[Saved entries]
Issue #390, opened 2025-06-29
Please design new "Name Manager"


nhatcher:
Hi @dg-ac, The present defined name manager has served us good, but it is very difficult to use. I think we need a new "Name Manager".

Most likely it neds to open to the right of the spreadsheet like other modern spreadsheet engines do. This leaves us space to see the spreadsheet itself and also use "browse mode", that is set a formula using user selected cells and ranges.

Challenges:

* I think the drawer in the right must me resizable
* You need to be able to filter names
* I think we want a preview of the value (do we?) or know if they are in an error state
* Most importantly this needs to be in sync with other drawers tha open to the right (conditional formatting, cell styles and formats also maybe?)

The last point makes this difficult to design in isolation. Also usability is an issue here. We need to assume that there might be hundreds of defined names some of them in error states and some of them with fairly long formulas.

Also note that formulas for defined names are not as generic as in cells. For instance "=A1" is not a valid formula you will need "=Sheet1!A1" and although that might work what you really want is "=Sheet1!$A$1"

We will probably need a bit on back and forth on this one but I think nailing this "right drawers" thing down is an important step.

Note that your idea of having a left drawer in the application to manage workbooks and users is unrelated to this.

FYI: @aloifran

PR #526, opened 2025-11-09
update: name manager v2

dg-ac:
This PR introduces a new version for the **Name Manager**. We've redesigned the way named ranges are displayed and managed in IronCalc. This PR address the issue #390 

image

---

### Changes

1. **Moved Name Manager to a drawer**: the drawer opens from the right side, allowing users to view and edit names without blocking the view

2. **Split the view between Named Ranges list and Add/Edit range**: this supports longer range names and references. It also leaves some space for future features like range-specific comments

image

3. Enabled **Drawer resizing**: clicking on the left edge of the drawer allows making it wider or narrower

image
image

4. Improved **error handling** and user feedback: every time users input invalid names we warn them and tell them why

image
image
image

5. If the referred cell/range is selected, we now we mark their named range

image

6. Added **mobile support**

7. **Additional improvements**
   - Updated translation files to include new strings
   - Toolbar now opens the drawer instead of the old dialog
   - Usage of proper MUI tooltips

---

### Testing

- [ ] Verify the drawer opens correctly from the toolbar.
- [ ] Check that all Name Manager actions (add, edit, delete, rename) work as expected.  
- [ ] Confirm drawer resizing behaves correctly (only desktop)
- [ ] Validate that the main spreadsheet remains fully visible and interactive when the drawer is open
- [ ] Test responsiveness and layout on both desktop and mobile devices

---

### Notes

This is just a first iteration of the new Name Manager. Soon we will add more capabilities, such as:

- Search and filtering
- List ranges from the container at the left of the formula bar
- Select ranges directly from the grid, without typing
- Find the referred cells by clicking on the Named range
- Range-specific comments/notes
- Handling dynamic referrals (what happens if we don't use `$` to lock it and insert columns/rows?)
- Previewing if the Range is in an error state
- Extensive documentation of the feature

### DIFF
--- a/webapp/IronCalc/src/components/RightDrawer/NamedRanges/EditNamedRange.tsx
+++ b/webapp/IronCalc/src/components/RightDrawer/NamedRanges/EditNamedRange.tsx
@@ -46,7 +46,7 @@ function EditNamedRange({
     let counter = 1;
     let defaultName = `Range${counter}`;
     const scopeIndex = worksheets.findIndex((s) => s.name === initialScope);
-    const newScope = scopeIndex >= 0 ? scopeIndex : undefined;
+    const newScope = scopeIndex >= 0 ? scopeIndex : null;
 
     while (
       definedNameList.some(
@@ -62,17 +62,15 @@ function EditNamedRange({
   const [name, setName] = useState(getDefaultName());
   const [scope, setScope] = useState(initialScope);
   const [formula, setFormula] = useState(initialFormula);
-  const [nameError, setNameError] = useState<string | undefined>(undefined);
-  const [formulaError, setFormulaError] = useState<string | undefined>(
-    undefined,
-  );
+  const [nameError, setNameError] = useState<string>("");
+  const [formulaError, setFormulaError] = useState<string>("");
 
   const isSelected = (value: string) => scope === value;
 
   // Validate name (format and duplicates)
   useEffect(() => {
     const trimmed = name.trim();
-    let error: string | undefined;
+    let error = "";
 
     if (!trimmed) {
       error = t("name_manager_dialog.errors.range_name_required");
@@ -85,7 +83,7 @@ function EditNamedRange({
     } else {
       // Check for duplicates only if format is valid
       const scopeIndex = worksheets.findIndex((s) => s.name === scope);
-      const newScope = scopeIndex >= 0 ? scopeIndex : undefined;
+      const newScope = scopeIndex >= 0 ? scopeIndex : null;
       const existing = definedNameList.find(
         (dn) =>
           dn.name === trimmed &&
@@ -103,7 +101,7 @@ function EditNamedRange({
     setNameError(error);
   }, [name, scope, definedNameList, editingDefinedName, worksheets]);
 
-  const hasAnyError = nameError !== undefined || formulaError !== undefined;
+  const hasAnyError = nameError !== "" || formulaError !== "";
 
   return (
     <Container>
@@ -219,7 +217,7 @@ function EditNamedRange({
                 value={formula}
                 onChange={(e) => {
                   setFormula(e.target.value);
-                  setFormulaError(undefined);
+                  setFormulaError("");
                 }}
                 onKeyDown={(e) => e.stopPropagation()}
                 onClick={(e) => e.stopPropagation()}
--- a/webapp/IronCalc/src/components/RightDrawer/NamedRanges/NamedRanges.tsx
+++ b/webapp/IronCalc/src/components/RightDrawer/NamedRanges/NamedRanges.tsx
@@ -94,9 +94,7 @@ function NamedRanges({
       try {
         updateDefinedName(
           editingDefinedName.name,
-          editingDefinedName.scope !== undefined
-            ? editingDefinedName.scope
-            : null,
+          editingDefinedName.scope ?? null,
           name,
           newScope,
           formula,
@@ -119,7 +117,7 @@ function NamedRanges({
     if (editingDefinedName) {
       name = editingDefinedName.name;
       scopeName =
-        editingDefinedName.scope !== undefined
+        editingDefinedName.scope != null
           ? worksheets[editingDefinedName.scope]?.name || "[unknown]"
           : "[Global]";
       formula = editingDefinedName.formula;
@@ -134,7 +132,7 @@ function NamedRanges({
     return (
       <Container>
         <EditHeader>
-          <Tooltip title={t("name_manager_dialog.back")}>
+          <Tooltip title={t("name_manager_dialog.back_to_list")}>
             <IconButtonWrapper
               onClick={handleCancel}
               onKeyDown={(e) => {
@@ -142,7 +140,7 @@ function NamedRanges({
                   handleCancel();
                 }
               }}
-              aria-label={t("name_manager_dialog.back")}
+              aria-label={t("name_manager_dialog.back_to_list")}
               tabIndex={0}
             >
               <ArrowLeft />
@@ -247,7 +245,7 @@ function NamedRanges({
           <ListContainer>
             {definedNameList.map((definedName) => {
               const scopeName =
-                definedName.scope !== undefined
+                definedName.scope != null
                   ? worksheets[definedName.scope]?.name || "[Unknown]"
                   : "[Global]";
               const isSelected =
@@ -300,9 +298,7 @@ function NamedRanges({
                           if (deleteDefinedName) {
                             deleteDefinedName(
                               definedName.name,
-                              definedName.scope !== undefined
-                                ? definedName.scope
-                                : null,
+                              definedName.scope ?? null,
                             );
                           }
                         }}
@@ -313,9 +309,7 @@ function NamedRanges({
                             if (deleteDefinedName) {
                               deleteDefinedName(
                                 definedName.name,
-                                definedName.scope !== undefined
-                                  ? definedName.scope
-                                  : null,
+                                definedName.scope ?? null,
                               );
                             }
                           }
--- a/webapp/IronCalc/src/components/RightDrawer/RightDrawer.tsx
+++ b/webapp/IronCalc/src/components/RightDrawer/RightDrawer.tsx
@@ -49,11 +49,6 @@ const RightDrawer = ({
   const [isResizing, setIsResizing] = useState(false);
   const resizeHandleRef = useRef<HTMLDivElement>(null);
 
-  // Update local width when prop changes
-  useEffect(() => {
-    setDrawerWidth(width);
-  }, [width]);
-
   const handleMouseDown = useCallback((e: ReactMouseEvent) => {
     e.preventDefault();
     setIsResizing(true);
--- a/webapp/IronCalc/src/components/Workbook/Workbook.tsx
+++ b/webapp/IronCalc/src/components/Workbook/Workbook.tsx
@@ -753,13 +753,7 @@ const Workbook = (props: { model: Model; workbookState: WorkbookState }) => {
           newScope: number | null,
           newFormula: string,
         ) => {
-          model.updateDefinedName(
-            name,
-            scope ?? undefined,
-            newName,
-            newScope ?? undefined,
-            newFormula,
-          );
+          model.updateDefinedName(name, scope, newName, newScope, newFormula);
           setRedrawId((id) => id + 1);
         }}
         newDefinedName={(
@@ -767,11 +761,11 @@ const Workbook = (props: { model: Model; workbookState: WorkbookState }) => {
           scope: number | null,
           formula: string,
         ) => {
-          model.newDefinedName(name, scope ?? undefined, formula);
+          model.newDefinedName(name, scope, formula);
           setRedrawId((id) => id + 1);
         }}
         deleteDefinedName={(name: string, scope: number | null) => {
-          model.deleteDefinedName(name, scope ?? undefined);
+          model.deleteDefinedName(name, scope);
           setRedrawId((id) => id + 1);
         }}
         selectedArea={() => {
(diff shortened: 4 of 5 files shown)


webapp/IronCalc/src/components/RightDrawer/RightDrawer.tsx
```diff
@@ -0,0 +1,186 @@
...
+    formula: string,
+  ) => void;
+  deleteDefinedName?: (name: string, scope: number | undefined) => void;
+  selectedArea?: () => string;
+}
+
+const RightDrawer = ({
+  isOpen,
+  onClose,
+  width = DEFAULT_DRAWER_WIDTH,
```
nhatcher: Please don't use default arguments like this. Let the function pass the argument

Why this is bad?

The calling function has no idea of what the default parameters are. Some programming languages like python allow for default parameters, the consensus today seems to be that that is more harmful than useful.
Just let the calling function pass all the parameters.

webapp/IronCalc/src/components/RightDrawer/RightDrawer.tsx
```diff
@@ -0,0 +1,186 @@
...
+import NamedRanges from "./NamedRanges/NamedRanges";
+
+const DEFAULT_DRAWER_WIDTH = 360;
+const MIN_DRAWER_WIDTH = 300;
+const MAX_DRAWER_WIDTH = 500;
+
+interface RightDrawerProps {
+  isOpen: boolean;
+  onClose: () => void;
+  width?: number;
```
nhatcher: None of those properties need to be optional, please remove the '?' for the type in all of them.

Why this is bad?

Because we effectively loose all type information. Now the parameter might or might not be there so every time we want to use it we need to check first if it exists. Also the calling function might make a mistake by not providing a parameter.

webapp/IronCalc/src/components/RightDrawer/RightDrawer.tsx
```diff
@@ -0,0 +1,186 @@
...
+    e.preventDefault();
+    setIsResizing(true);
+  }, []);
+
+  useEffect(() => {
+    if (!isResizing) return;
+
+    // Prevent text selection during resize
+    document.body.style.userSelect = "none";
+    document.body.style.cursor = "col-resize";
```
nhatcher, line 62: This set css properties for the whole webpage. We should do this at all.

You can also leave that to me.

Why this is bad?

This applies to the whole page, if we make a mistake it will remain like that. Also in CSS there are specificity rules, meaning that won't necessarily apply f some other CSS rule is more specific.

webapp/IronCalc/src/components/RightDrawer/RightDrawer.tsx
```diff
@@ -0,0 +1,186 @@
...
+
+    const handleMouseMove = (e: MouseEvent) => {
+      const newWidth = window.innerWidth - e.clientX;
+      const clampedWidth = Math.max(
+        MIN_DRAWER_WIDTH,
+        Math.min(MAX_DRAWER_WIDTH, newWidth),
+      );
+      setDrawerWidth(clampedWidth);
+      onWidthChange?.(clampedWidth);
```
nhatcher: If onWidthChange is always defined you don't need the question mark

webapp/IronCalc/src/components/RightDrawer/RightDrawer.tsx
```diff
@@ -0,0 +1,186 @@
...
+    };
+
+    const handleMouseUp = () => {
+      setIsResizing(false);
+      document.body.style.userSelect = "";
+      document.body.style.cursor = "";
+    };
+
+    document.addEventListener("mousemove", handleMouseMove);
+    document.addEventListener("mouseup", handleMouseUp);
```
nhatcher, line 81: This might be ok, but it would be much better if we can avoid attaching events to the document.

you can also leave that to me.

webapp/IronCalc/src/components/RightDrawer/RightDrawer.tsx
```diff
@@ -0,0 +1,186 @@
...
+}
+
+const RightDrawer = ({
+  isOpen,
+  onClose,
+  width = DEFAULT_DRAWER_WIDTH,
+  onWidthChange,
+  children,
+  showCloseButton = true,
+  title = "Named Ranges",
```
nhatcher: Aside from not being a default value the title needs to be i18n.

webapp/IronCalc/src/components/RightDrawer/RightDrawer.tsx
```diff
@@ -0,0 +1,186 @@
...
+const MIN_DRAWER_WIDTH = 300;
+const MAX_DRAWER_WIDTH = 500;
+
+interface RightDrawerProps {
+  isOpen: boolean;
+  onClose: () => void;
+  width?: number;
+  onWidthChange?: (width: number) => void;
+  children?: ReactNode;
+  showCloseButton?: boolean;
```
nhatcher: You can remove this property, as you always show the close button. If you think we will need it eventually then we can add it then

webapp/IronCalc/src/components/RightDrawer/RightDrawer.tsx
```diff
@@ -0,0 +1,186 @@
...
+  backgroundColor?: string;
```
nhatcher: You are not using this property at all.

webapp/IronCalc/src/components/RightDrawer/RightDrawer.tsx
```diff
@@ -0,0 +1,186 @@
...
+  deleteDefinedName?: (name: string, scope: number | undefined) => void;
+  selectedArea?: () => string;
+}
+
+const RightDrawer = ({
+  isOpen,
+  onClose,
+  width = DEFAULT_DRAWER_WIDTH,
+  onWidthChange,
+  children,
```
nhatcher: You are not using this property at all, you can remove it

webapp/IronCalc/src/components/RightDrawer/RightDrawer.tsx
```diff
@@ -0,0 +1,186 @@
...
+
+  if (!isOpen) return null;
+
+  return (
+    <DrawerContainer $drawerWidth={drawerWidth}>
+      <ResizeHandle
+        ref={resizeHandleRef}
+        onMouseDown={handleMouseDown}
+        $isResizing={isResizing}
+        aria-label="Resize drawer"
```
nhatcher: This needs to be i18n.

webapp/IronCalc/src/components/RightDrawer/NamedRanges/EditNamedRange.tsx
```diff
@@ -0,0 +1,440 @@
...
+    name: string,
+    scope: string,
+    formula: string,
+  ) => SaveError | undefined;
+  onCancel: () => void;
+  definedNameList?: DefinedName[];
+  editingDefinedName?: DefinedName | null;
+}
+
+const EditNamedRange: React.FC<EditNamedRangeProps> = ({
```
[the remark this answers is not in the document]
nhatcher: They are right.

webapp/IronCalc/src/components/RightDrawer/NamedRanges/NamedRanges.tsx
```diff
@@ -0,0 +1,554 @@
...
+import { theme } from "../../../theme";
+import EditNamedRange, { type SaveError } from "./EditNamedRange";
+
+const normalizeRangeString = (range: string): string => {
+  return range.trim().replace(/['"]/g, "");
+};
+
+interface NamedRangesProps {
+  title?: string;
+  onClose?: () => void;
```
nhatcher, line 23: Please don't use optional arguments

webapp/IronCalc/src/components/RightDrawer/NamedRanges/NamedRanges.tsx
```diff
@@ -0,0 +1,554 @@
...
+  newDefinedName?: (
+    name: string,
+    scope: number | undefined,
+    formula: string,
+  ) => void;
+  deleteDefinedName?: (name: string, scope: number | undefined) => void;
+  selectedArea?: () => string;
+}
+
+const NamedRanges: React.FC<NamedRangesProps> = ({
```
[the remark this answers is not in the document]
nhatcher: They are correct

webapp/IronCalc/src/components/RightDrawer/NamedRanges/NamedRanges.tsx
```diff
@@ -0,0 +1,554 @@
...
+    newName: string,
+    newScope: number | undefined,
+    newFormula: string,
+  ) => void;
+  newDefinedName?: (
+    name: string,
+    scope: number | undefined,
+    formula: string,
+  ) => void;
+  deleteDefinedName?: (name: string, scope: number | undefined) => void;
```
nhatcher: Please don'u use undefined. Use the empty string, 0 or null

webapp/IronCalc/src/components/RightDrawer/NamedRanges/NamedRanges.tsx
```diff
@@ -0,0 +1,554 @@
...
+  const handleCancel = () => {
+    setEditingDefinedName(null);
+    setIsCreatingNew(false);
+  };
+
+  const handleSave = (
+    name: string,
+    scope: string,
+    formula: string,
+  ): SaveError | undefined => {
```
nhatcher: Please never return `undefined`.

webapp/IronCalc/src/components/RightDrawer/RightDrawer.tsx
dg-ac: Not sure about how to fix this one.

webapp/IronCalc/src/components/RightDrawer/RightDrawer.tsx
dg-ac: Not sure about how to fix this one either...

webapp/IronCalc/src/components/RightDrawer/RightDrawer.tsx
nhatcher: Let's do this for now

webapp/IronCalc/src/locale/en_us.json
```diff
@@ -104,15 +104,33 @@
...
     "scope": "Range",
-    "help": "Learn more about Named Ranges",
+    "help": "About Named Ranges",
     "new": "Add new",
     "workbook": "Workbook",
     "global": "(Global)",
     "close": "Close dialog",
     "delete": "Delete Range",
     "edit": "Edit Range",
+    "back": "Back to list",
```
nhatcher: Maybe call it `back_to_list`?

webapp/IronCalc/src/components/Workbook/Workbook.tsx
```diff
@@ -660,109 +666,134 @@ const Workbook = (props: { model: Model; workbookState: WorkbookState }) => {
...
+        updateDefinedName={(
+          name: string,
+          scope: number | null,
+          newName: string,
+          newScope: number | null,
+          newFormula: string,
+        ) => {
+          model.updateDefinedName(
+            name,
+            scope ?? undefined,
```
nhatcher: You don't need the `?? undefined`

webapp/IronCalc/src/components/Workbook/Workbook.tsx
```diff
@@ -660,109 +666,134 @@ const Workbook = (props: { model: Model; workbookState: WorkbookState }) => {
...
           setRedrawId((id) => id + 1);
-          focusWorkbook();
         }}
-        onTextUpdated={() => {
+        newDefinedName={(
+          name: string,
+          scope: number | null,
+          formula: string,
+        ) => {
+          model.newDefinedName(name, scope ?? undefined, formula);
```
nhatcher: You don't need the `?? undefined`

webapp/IronCalc/src/components/Workbook/Workbook.tsx
```diff
@@ -660,109 +666,134 @@ const Workbook = (props: { model: Model; workbookState: WorkbookState }) => {
...
         }}
-        model={model}
-        workbookState={workbookState}
-      />
-      <Worksheet
-        model={model}
-        workbookState={workbookState}
-        refresh={(): void => {
+        deleteDefinedName={(name: string, scope: number | null) => {
+          model.deleteDefinedName(name, scope ?? undefined);
```
nhatcher: You don't need the `?? undefined`

webapp/IronCalc/src/components/Workbook/Workbook.tsx
```diff
@@ -660,109 +666,134 @@ const Workbook = (props: { model: Model; workbookState: WorkbookState }) => {
...
+              alert(`${e}`);
+            }
+          }}
+          onSheetRenamed={(name: string): void => {
+            try {
+              model.renameSheet(model.getSelectedSheet(), name);
+              setRedrawId((value) => value + 1);
+            } catch (e) {
+              // TODO: Show a proper modal dialog
+              alert(`${e}`);
```
nhatcher, line 726: Can you either add a `console.error` or add a proper modal dialog. We have them

webapp/IronCalc/src/components/Workbook/Workbook.tsx
```diff
@@ -41,6 +44,9 @@ const Workbook = (props: { model: Model; workbookState: WorkbookState }) => {
   // This is needed because `model` or `workbookState` can change without React being aware of it
   const setRedrawId = useState(0)[1];
 
+  const [isDrawerOpen, setDrawerOpen] = useState(false);
+  const [drawerWidth, setDrawerWidth] = useState(DEFAULT_DRAWER_WIDTH);
```
nhatcher, line 48: I don't understand why we need this

nhatcher (changes requested):
Some more nits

DESCRIPTION OF THE TASK
Copy out every line of the records that the string "formulas" appears in.

EXERCISE RESULT
The last point makes this difficult to design in isolation. Also usability is an issue here. We need to assume that there might be hundreds of defined names some of them in error states and some of them with fairly long formulas.
Also note that formulas for defined names are not as generic as in cells. For instance "=A1" is not a valid formula you will need "=Sheet1!A1" and although that might work what you really want is "=Sheet1!$A$1"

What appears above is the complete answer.